Jianbin Wei received the BS degree in computer science from Huazhong University of Science and Technology, China, in 1997, and the MS and PhD degrees in computer engineering from Wayne State University in 2003 and 2006, respectively. His research interests are in computer communications and networks, distributed and Internet computing systems.
Cheng-Zhong Xu received the BS and MS degrees in computer science from Nanjing University in 1986 and 1989, respectively, and the Ph.D. in computer science from the University of Hong Kong in 1993. He is an Associate Professor in the Department of Electrical and Computer Engineer of Wayne State University. His research interests lie in distributed are in distributed and parallel systems, particularly in resource management for high performance cluster and grid computing and scalable and secure Internet services. He has published more than100 peer-reviewed articles in journals and conference proceedings in these areas. He is the author of the book Scalable and Secure Internet Services and Architecture (CRC Press, 2005) and a coauthor of the book Load Balancing in Parallel Computers: Theory and Practice (Kluwer Academic, 1997). He serves on the editorial boards of J. of Parallel and Distributed Computing, J. of Parallel, Emergent, and Distributed Systems, J. of High Performance Computing and Networking, and J. of Computers and Applications. He was the founding program cochair of International Workshop on Security in Systems and Networks (SSN), the general co-chair of the IFIP 2006 International Conference on Embedded and Ubiquitous Computing (EUC’06), and a member of the program committees of numerous international conferences. His research was supported in part by the US National Science Foundation, NASA, and Cray Research. He is a recipient of the Faculty Research Award of Wayne State University in 2000, the President’s Award for Excellence in Teaching in 2002, and the Career Development Chair Award in 2003. He is a senior member of the IEEE.

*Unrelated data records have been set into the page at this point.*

Issue #1511, opened 2021-04-16
System.InvalidOperationException: Expected a block containing a conditional expression


bcollamore:
**Describe the bug**
Stryker fails

**Logs**
See attached

**Expected behavior**
Stryker succeeds

**Desktop (please complete the following information):**
 - OS: Windows
 - Type of project: Full Framework
 - Framework Version: net48
 - Stryker Version: 0.22.2

Here is the original method:
		private List<string> ExtractXmlMessages(string message, out string partialMessage)
		{
			List<string> xmlMessages = new List<string>();

			// While we think we have a valid message
			while (true)
			{
				// Remove any junk starting characters which will prevent
				// the ExtractXmlMessage method from working.
				if (StringHelper.Contains(message, XmlStartSymbol) && !StringHelper.StartsWith(message, XmlStartSymbol))
				{
					int numberOfJunkChars = message.IndexOf(XmlStartSymbol, StringComparison.OrdinalIgnoreCase);
					message = message.Remove(0, numberOfJunkChars);
				}

				string completeMessage = ExtractXmlMessage(message, out partialMessage);
				completeMessage = completeMessage.Trim();

				if (String.IsNullOrEmpty(completeMessage))
				{
					break;
				}

				xmlMessages.Add(completeMessage);
				message = partialMessage;
			}
			return xmlMessages;
		}

Here is the log output:
[12:17:38 DBG] Remove a mutation helper.
[12:17:38 ERR] An error occurred during the mutation test run 
System.InvalidOperationException: Expected a block containing a conditional expression, found:

		/// <summary>
		/// Extracts all complete xml strings from the given message string.
		/// </summary>
		/// <param name="message"></param>
		/// <param name="partialMessage"></param>
		/// <returns></returns>
		private List<string> ExtractXmlMessages(string message, out string partialMessage)
		{
			List<string> xmlMessages = new List<string>();

			// While we think we have a valid message
			while ((Stryker7YxyYnQrRbPl8fG.MutantControl.IsActive(776)?!(true):(Stryker7YxyYnQrRbPl8fG.MutantControl.IsActive(775)?false:true)))
			{
				// Remove any junk starting characters which will prevent
				// the ExtractXmlMessage method from working.
[...]

Issue #1527, opened 2021-04-20
Cannot inject mutation '{}' in '_collection' because we cannot find the original code.


marcin-golebiowski:
**Describe the bug**

Stryker.NET has a problem with mutating following code:

```
using System;
using System.Collections.Generic;
using System.Text;

namespace TestApp
{
    public static class ExampleExtension
    {
        private static string[] tabs = { "tab1", "tab2"};

        private List<string> _collection;

        public List<string> Collection
        {
            get => _collection;

            set
            {
                _collection = value;
            }
        }
    }
}
```

Message: 
    System.InvalidOperationException : Cannot inject mutation '{}' in '_collection' because we cannot find the original code.
  Stack Trace: 
    RoslynHelper.InjectMutation[T](T original, Mutation mutation) line 52
    <>c__DisplayClass1_0.<InjectMutations>b__0(Mutation toConvert) line 37
    <>c__DisplayClass1_0.<InjectMutations>b__2(Mutant m) line 44
    SelectEnumerableIterator`2.MoveNext()
    Enumerable.Aggregate[TSource,TAccumulate](IEnumerable`1 source, TAccumulate seed, Func`3 func)
    MutantPlacer.PlaceStatementControlledMutations(StatementSyntax original, IEnumerable`1 mutations) line 85
    AccessorSyntaxOrchestrator.InjectMutations(AccessorDeclarationSyntax sourceNode, SyntaxNode targetNode, MutationContext context) line 41
    NodeSpecificOrchestrator`2.Mutate(SyntaxNode node, MutationContext context) line 117
    CsharpMutantOrchestrator.Mutate(SyntaxNode currentNode, MutationContext context) line 108
    <>c__DisplayClass11_0.<OrchestrateChildrenMutation>b__0(SyntaxNode original, SyntaxNode _) line 93
    Replacer`1.Visit(SyntaxNode node)
    CSharpSyntaxRewriter.VisitListElement[TNode](TNode node)
    CSharpSyntaxRewriter.VisitList[TNode](SyntaxList`1 list)
    CSharpSyntaxRewriter.VisitAccessorList(AccessorListSyntax node)
    AccessorListSyntax.Accept[TResult](CSharpSyntaxVisitor`1 visitor)
    CSharpSyntaxRewriter.Visit(SyntaxNode node)
    Replacer`1.Visit(SyntaxNode node)
[...]

Issue #1512, opened 2021-04-16
System.InvalidOperationException: No return at the end of


bcollamore:
**Describe the bug**
Stryker failed

**Logs**
Logs attached.  Notes below.

**Expected behavior**
Stryker succeeds

**Desktop (please complete the following information):**
 - OS: Linux
 - Type of project: .NET Standard
 - Framework Version: Standard 1.3
 - Stryker Version: 0.22.2

**Additional context**

Version 0.21.1 reported "this should not happen" but we missed it in the CI pipeline.

[strykerlogs.txt](https://github.com/stryker-mutator/stryker-net/files/6326685/strykerlogs.txt)
Original method:
		public bool AddRelationship(T dependent, T dependsOn, out string cyclePath)
		{
			cyclePath = string.Empty;
			lock (Graph)
			{
				// If either dependent or dependee is new to the graph, a cycle isn't possible.
				bool isCyclePossible = !_graphAdder.Add(Graph, dependent, out Node<T> dependentNode);
				isCyclePossible |= !_graphAdder.Add(Graph, dependsOn, out Node<T> dependsOnNode);

				bool cycleFound = false;
				var answerKey = new List<Node<T>>();
				if (isCyclePossible)
				{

Xiaobo Zhou received the BS, MS, and PhD degrees in computer science from Nanjing University, in 1994, 1997, and 2000, respectively. He is an assistant professor in the Department of Computer Science at the University of Colorado at Colorado Springs. His research interests are in scalable distributed systems and Internet services, network communications and security. He has published about 40 articles in journals and peerreviewed conference proceedings in these areas. He was a founding program co-chair of the IEEE International Workshop on Security in Systems and Networks (SSN), the workshops chair of the IFIP 2006 International Conference on Embedded and Ubiquitous Computing (EUC’06), and a program committee member of numerous IEEE conferences. He was a guest coeditor of the Journal of Parallel and Distributed Computing and the Journal of Network and Computer Applications. He serves on the editorial board of Journal of Autonomic and Trusted Computing. Dr. Zhou’s research was supported in part by the US Air Force Research Laboratory. He was a visiting scientist in 1999 and a Postdoctorate research associate in 2000 at the Paderborn Center for Parallel Computing, University of Paderborn, Germany. From January 2001 to August 2003, he was a visiting assistant professor in the Department of Computer Science at Wayne State University, Detroit. He was the recipient of the Outstanding Researcher of the Year of the EAS College and the CRCW award of the University of Colorado at Colorado Springs in 2005. He is a member of the IEEE Computer Society. Qing Li received the BS and MS degrees in civil engineering from Huazhong University of Science and Technology, China, in 1997 and 2000, respectively. She received the MS degrees in computer engineering from Wayne State University in 2003.